The hostages would then be flown to a Middle Eastern country, preferably Egypt, which would demand that a prisoner swap be held with Israel, added Abu Daoud.

German security forces try to enter the location where the hostages are held in the Olympic Village. (Getty Images)

Night of the operation

Abu Daoud gave the order to carry out the attack on September 4. The attackers, dressed in tracksuits and concealing their weapons in their bags, met by the village fence. As they were about the climb over, they heard a raucous that turned out to be American athletes who had been staying out late drinking. They were sneaking into the village. Abu Daoud recalled that the athletes helped the attackers over the fence not knowing that they were intruders.

Abu Daoud returned to the hotel and waited for news of the attack to make it on the news. Abu Daoud said that had the operation been a failure, the team would meet again at the train station. The operation was set to begin at 4:30 in the morning and by 8:00 news of the attack had made it to the media, captivating the world.

The kidnappers’ helicopter is destroyed during the gunfight at a military airport near Munich. (Getty Images)

Meir’s government refused to negotiate with the kidnappers. The German government ambushed the attackers as they made their way to the airport ahead of being flown to Egypt.

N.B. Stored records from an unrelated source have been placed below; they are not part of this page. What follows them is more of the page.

PR #86573, opened 2023-12-28
Iterator improvements

AThousandShips:
* Nullability safety for increment/decrement
* Style improvements

These are minor fixes and mostly style but also ensures iteration doesn't throw segfault when iterating past the end, this matches how it is done in `HashMap` which makes sense to apply everywhere IMO

Can limit it to just null fixes if desired 🙂


RandomShaper:
Looks good. I'd only suggest using `likely()`.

The ensuing gunfight left five of the kidnappers, nine hostages and a German policeman dead. Two Israeli athletes were killed in the initial raid of where they were staying.

‘Wrath of God’

Soon after, Meir’s government agreed to operation “Wrath of God” that led to the assassination of several Palestinian officials and diplomats – some of whom had nothing to do with the Munich operation. Israel succeeded in killing several of its targets except for the masterminds.